→ Aim of the task: Reproduce only the lines of the material below that start at the line containing "Issue #2645, opened 2021-05-30" and stop at the line containing "Bolder / larger". Keep both end lines.
•••
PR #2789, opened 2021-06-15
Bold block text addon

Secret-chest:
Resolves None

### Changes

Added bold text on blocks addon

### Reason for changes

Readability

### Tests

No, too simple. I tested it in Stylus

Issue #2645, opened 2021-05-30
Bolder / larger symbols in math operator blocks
•••
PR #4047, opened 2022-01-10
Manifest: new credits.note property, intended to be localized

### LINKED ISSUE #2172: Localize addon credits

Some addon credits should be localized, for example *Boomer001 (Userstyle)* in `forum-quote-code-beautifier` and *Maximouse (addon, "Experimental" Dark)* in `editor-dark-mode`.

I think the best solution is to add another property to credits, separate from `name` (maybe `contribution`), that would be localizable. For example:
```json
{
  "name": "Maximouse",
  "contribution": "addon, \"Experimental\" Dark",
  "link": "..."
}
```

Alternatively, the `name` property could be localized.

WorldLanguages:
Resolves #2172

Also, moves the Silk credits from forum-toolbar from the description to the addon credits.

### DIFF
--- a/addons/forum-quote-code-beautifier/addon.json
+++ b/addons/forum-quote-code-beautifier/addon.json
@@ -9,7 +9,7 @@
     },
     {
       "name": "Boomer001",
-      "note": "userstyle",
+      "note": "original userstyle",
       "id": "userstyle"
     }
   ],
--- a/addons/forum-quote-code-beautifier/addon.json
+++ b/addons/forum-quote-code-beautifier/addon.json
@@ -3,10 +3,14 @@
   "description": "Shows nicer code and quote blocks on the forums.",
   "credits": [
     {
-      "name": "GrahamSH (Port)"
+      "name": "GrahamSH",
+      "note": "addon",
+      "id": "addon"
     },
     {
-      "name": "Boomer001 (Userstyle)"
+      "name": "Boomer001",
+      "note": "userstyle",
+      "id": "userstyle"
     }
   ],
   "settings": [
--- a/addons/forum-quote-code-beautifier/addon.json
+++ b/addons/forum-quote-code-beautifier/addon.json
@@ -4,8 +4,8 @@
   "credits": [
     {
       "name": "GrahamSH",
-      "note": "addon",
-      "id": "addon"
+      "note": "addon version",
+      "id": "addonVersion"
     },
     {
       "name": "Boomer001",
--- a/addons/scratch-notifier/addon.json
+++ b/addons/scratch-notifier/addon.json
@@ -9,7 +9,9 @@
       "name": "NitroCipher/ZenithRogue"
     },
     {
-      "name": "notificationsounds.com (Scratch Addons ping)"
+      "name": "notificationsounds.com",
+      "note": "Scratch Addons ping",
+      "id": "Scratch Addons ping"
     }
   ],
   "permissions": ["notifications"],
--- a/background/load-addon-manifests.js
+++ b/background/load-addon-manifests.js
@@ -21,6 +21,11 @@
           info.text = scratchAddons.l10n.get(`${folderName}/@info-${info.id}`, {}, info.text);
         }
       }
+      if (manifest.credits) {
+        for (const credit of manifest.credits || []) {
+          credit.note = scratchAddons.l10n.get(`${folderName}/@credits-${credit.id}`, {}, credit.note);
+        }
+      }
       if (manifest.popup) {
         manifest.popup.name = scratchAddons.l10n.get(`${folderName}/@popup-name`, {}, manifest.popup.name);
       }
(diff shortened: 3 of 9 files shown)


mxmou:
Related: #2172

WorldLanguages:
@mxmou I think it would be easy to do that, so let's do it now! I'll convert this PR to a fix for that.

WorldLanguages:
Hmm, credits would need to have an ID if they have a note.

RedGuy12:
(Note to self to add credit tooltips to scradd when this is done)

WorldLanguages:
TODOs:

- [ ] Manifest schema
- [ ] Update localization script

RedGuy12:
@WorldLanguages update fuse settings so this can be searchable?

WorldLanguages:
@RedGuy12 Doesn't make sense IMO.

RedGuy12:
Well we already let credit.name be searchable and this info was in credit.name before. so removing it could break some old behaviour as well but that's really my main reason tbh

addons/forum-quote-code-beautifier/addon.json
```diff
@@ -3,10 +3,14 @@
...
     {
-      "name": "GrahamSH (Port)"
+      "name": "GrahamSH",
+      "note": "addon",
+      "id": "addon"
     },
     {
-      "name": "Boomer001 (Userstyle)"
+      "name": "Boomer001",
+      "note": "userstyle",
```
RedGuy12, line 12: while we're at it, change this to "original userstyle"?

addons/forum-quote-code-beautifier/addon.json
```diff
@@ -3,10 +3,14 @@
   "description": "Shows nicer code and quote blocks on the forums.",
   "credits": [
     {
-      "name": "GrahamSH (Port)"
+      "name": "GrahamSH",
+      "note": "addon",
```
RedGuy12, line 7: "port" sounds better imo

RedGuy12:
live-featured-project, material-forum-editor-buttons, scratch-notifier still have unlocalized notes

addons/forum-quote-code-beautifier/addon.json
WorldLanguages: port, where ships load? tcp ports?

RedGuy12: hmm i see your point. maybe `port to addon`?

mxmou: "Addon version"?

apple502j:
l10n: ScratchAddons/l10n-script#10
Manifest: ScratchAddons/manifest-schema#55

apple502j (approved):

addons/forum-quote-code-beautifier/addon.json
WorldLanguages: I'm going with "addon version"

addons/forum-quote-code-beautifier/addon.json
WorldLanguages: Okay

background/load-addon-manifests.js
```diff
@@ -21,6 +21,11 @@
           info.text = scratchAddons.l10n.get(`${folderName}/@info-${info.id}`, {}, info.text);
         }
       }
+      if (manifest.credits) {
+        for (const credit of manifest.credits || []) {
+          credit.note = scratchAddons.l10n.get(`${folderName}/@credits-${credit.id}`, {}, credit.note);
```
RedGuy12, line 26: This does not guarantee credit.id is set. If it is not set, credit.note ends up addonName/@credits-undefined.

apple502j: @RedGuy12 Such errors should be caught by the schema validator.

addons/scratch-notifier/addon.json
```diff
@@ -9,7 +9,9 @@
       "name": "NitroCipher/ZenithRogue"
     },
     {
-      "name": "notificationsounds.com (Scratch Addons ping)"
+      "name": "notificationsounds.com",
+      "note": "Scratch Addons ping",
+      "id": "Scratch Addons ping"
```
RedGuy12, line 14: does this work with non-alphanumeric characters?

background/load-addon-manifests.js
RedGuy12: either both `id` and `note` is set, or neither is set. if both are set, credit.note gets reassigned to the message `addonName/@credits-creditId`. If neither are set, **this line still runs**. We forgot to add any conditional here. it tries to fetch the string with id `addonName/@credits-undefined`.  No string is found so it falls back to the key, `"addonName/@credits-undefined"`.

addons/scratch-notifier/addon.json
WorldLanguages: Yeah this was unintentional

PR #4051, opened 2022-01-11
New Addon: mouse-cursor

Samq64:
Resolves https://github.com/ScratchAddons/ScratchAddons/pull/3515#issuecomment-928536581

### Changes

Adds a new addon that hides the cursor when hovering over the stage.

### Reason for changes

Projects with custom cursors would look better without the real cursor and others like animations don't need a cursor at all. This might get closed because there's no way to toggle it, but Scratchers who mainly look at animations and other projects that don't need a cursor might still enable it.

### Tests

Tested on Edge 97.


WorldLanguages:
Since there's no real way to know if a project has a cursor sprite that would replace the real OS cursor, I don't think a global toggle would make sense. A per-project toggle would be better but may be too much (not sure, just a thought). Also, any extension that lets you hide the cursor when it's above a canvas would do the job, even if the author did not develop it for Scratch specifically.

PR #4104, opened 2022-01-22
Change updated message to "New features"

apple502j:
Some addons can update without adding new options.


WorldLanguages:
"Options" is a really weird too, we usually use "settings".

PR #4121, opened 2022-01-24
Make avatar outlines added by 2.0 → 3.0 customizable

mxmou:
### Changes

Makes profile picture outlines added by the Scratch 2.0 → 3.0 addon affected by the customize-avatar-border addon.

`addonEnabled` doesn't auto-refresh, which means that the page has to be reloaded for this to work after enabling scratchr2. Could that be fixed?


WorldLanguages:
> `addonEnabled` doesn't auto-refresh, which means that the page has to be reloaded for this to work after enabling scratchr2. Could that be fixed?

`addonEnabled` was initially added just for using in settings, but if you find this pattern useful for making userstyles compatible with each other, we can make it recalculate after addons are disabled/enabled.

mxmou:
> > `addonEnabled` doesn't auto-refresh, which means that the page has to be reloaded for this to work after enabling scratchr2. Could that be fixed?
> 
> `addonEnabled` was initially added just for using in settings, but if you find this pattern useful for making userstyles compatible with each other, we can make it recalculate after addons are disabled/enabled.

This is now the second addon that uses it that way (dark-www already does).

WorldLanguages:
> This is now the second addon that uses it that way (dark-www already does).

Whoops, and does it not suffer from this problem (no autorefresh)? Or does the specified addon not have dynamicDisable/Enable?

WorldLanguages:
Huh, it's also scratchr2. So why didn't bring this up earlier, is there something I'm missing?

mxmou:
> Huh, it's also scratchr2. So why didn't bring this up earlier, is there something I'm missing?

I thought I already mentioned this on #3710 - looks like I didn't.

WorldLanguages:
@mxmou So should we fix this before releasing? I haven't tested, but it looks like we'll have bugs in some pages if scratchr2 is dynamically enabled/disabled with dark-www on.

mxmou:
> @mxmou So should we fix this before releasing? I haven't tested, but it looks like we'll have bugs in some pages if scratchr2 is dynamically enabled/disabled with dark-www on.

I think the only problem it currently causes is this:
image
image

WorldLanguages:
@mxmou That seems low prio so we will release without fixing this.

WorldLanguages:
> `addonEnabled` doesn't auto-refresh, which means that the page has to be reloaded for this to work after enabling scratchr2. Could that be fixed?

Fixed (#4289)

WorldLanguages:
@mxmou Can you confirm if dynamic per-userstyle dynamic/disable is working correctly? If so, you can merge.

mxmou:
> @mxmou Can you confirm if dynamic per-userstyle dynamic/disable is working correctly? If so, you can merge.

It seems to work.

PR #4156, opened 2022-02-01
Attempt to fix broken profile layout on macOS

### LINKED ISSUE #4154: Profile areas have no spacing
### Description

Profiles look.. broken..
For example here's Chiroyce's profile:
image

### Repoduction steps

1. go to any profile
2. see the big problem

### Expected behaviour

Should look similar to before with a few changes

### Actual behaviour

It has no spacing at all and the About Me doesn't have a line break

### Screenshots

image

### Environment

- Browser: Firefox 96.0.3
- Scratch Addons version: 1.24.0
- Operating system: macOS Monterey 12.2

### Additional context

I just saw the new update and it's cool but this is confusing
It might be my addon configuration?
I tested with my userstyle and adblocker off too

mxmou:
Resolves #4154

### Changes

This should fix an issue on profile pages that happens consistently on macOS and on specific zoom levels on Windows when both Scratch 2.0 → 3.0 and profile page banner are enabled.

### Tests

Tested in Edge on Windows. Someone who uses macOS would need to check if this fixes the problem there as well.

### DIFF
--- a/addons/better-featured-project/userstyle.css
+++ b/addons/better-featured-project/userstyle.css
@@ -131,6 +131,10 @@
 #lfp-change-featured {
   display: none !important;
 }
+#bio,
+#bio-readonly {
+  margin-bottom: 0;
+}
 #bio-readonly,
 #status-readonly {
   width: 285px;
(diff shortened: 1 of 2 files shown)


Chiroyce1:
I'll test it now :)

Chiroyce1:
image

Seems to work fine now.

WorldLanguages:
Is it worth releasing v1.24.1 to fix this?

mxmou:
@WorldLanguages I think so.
•••
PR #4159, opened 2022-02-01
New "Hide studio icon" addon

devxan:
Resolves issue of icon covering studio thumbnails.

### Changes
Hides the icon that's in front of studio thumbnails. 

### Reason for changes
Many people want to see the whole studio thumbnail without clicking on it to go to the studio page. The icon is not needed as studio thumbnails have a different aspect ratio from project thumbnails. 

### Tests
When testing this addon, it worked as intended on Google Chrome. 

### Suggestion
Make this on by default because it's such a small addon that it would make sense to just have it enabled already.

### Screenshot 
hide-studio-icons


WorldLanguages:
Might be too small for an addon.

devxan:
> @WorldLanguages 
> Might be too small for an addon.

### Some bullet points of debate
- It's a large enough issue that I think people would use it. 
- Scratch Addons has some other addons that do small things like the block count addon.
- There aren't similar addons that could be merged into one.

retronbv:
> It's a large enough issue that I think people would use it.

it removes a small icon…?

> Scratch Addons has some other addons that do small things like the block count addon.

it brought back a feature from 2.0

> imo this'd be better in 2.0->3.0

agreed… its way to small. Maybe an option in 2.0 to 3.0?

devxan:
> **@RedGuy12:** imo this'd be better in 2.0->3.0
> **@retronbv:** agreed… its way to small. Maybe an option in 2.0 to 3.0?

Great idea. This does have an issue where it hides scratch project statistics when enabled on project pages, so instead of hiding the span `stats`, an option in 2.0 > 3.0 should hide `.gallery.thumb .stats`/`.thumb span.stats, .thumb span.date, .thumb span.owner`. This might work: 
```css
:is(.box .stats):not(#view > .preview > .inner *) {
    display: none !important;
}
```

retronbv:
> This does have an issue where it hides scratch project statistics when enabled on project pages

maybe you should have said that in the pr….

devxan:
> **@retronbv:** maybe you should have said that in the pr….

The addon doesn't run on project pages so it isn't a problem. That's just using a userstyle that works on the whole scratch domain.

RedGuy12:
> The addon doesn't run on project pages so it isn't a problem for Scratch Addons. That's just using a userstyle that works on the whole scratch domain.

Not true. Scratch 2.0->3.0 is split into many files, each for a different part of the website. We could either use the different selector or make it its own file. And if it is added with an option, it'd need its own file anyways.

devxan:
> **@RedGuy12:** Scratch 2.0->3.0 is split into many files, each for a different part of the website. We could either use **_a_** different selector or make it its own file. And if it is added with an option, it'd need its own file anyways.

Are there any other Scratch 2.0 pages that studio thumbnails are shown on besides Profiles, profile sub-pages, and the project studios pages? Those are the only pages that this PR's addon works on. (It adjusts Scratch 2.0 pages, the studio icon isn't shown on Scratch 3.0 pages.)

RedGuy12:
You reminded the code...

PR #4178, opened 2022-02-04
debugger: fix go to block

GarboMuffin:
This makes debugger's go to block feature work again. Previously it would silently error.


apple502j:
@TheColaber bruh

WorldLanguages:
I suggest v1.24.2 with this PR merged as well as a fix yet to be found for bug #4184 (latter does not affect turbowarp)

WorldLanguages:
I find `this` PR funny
•••
→ Result of this task:
Issue #2645, opened 2021-05-30
Bolder / larger symbols in math operator blocks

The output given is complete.